# be quiet! STRAIGHT POWER CM BQT E8-CM-580W funktioniert nicht mehr



## ich111 (21. Oktober 2011)

Hallo,
nachdem ich gestern meinen PC zusammengebaut habe musste ich voller Enttäuschung feststellen, dass mein PC nach wenigen Starts nicht mehr funktioniert. Es wird nichts an den Bildschirm ausgegeben, es ertönt kein Piepsen, Lüfter drehen nur manchmal 0,1 Sekunden lang und alle Power LEDs (Mainboard, Graka) leuchten.


----------



## Harry70 (21. Oktober 2011)

Hast du auch alles richtig angeschlossen. Speicher und CPU richtig im Slot bzw. auf dem Sockel?


----------



## Stefan@be quiet! (21. Oktober 2011)

Hallo ich111

Warum denkst du, dass das Netzteil die Ursache wäre und nicht der Rest vom System?
Hast du schon alle anderen Komponenten einzeln überprüft?
Hast du USB Geräte (mit eigener Stromquelle) am Rechner angeschlossen?


----------



## ich111 (21. Oktober 2011)

Danke für die schnellen Antworten. Habe NT schon in Minimalkonfiguration getestet, somit könnte eigentlich nur noch CPU, Board und NT die Fehlerquelle darstellen.

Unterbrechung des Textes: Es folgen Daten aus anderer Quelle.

PR #150, opened 2023-03-10
Fix spdx download location URL

TomHennen:
The old link stopped working, it seems like we should link to a specific version.


pxp928 (approved):
LGTM

marcelamelara (approved):
LGTM. Thanks!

USB habe ich nur Maus und Tastatur angeschlossen (noch kein Betriebssystem drauf). Am Anfang konnte ich den PC ja auch noch starten, was nachdem sich der Rechner selbst ausgeschaltet(hab keine Ahnung warum) hatte nicht mehr funkioniert.
Hab auch schon versucht mit anderem Knopf einzuschalten, was auch nicht ging. Für mich hört sich das nach NT oder Mainboarddefekt an.
Ich schau mal ob ich noch ein NT zum Testen auftreibe.


----------



## Rizoma (21. Oktober 2011)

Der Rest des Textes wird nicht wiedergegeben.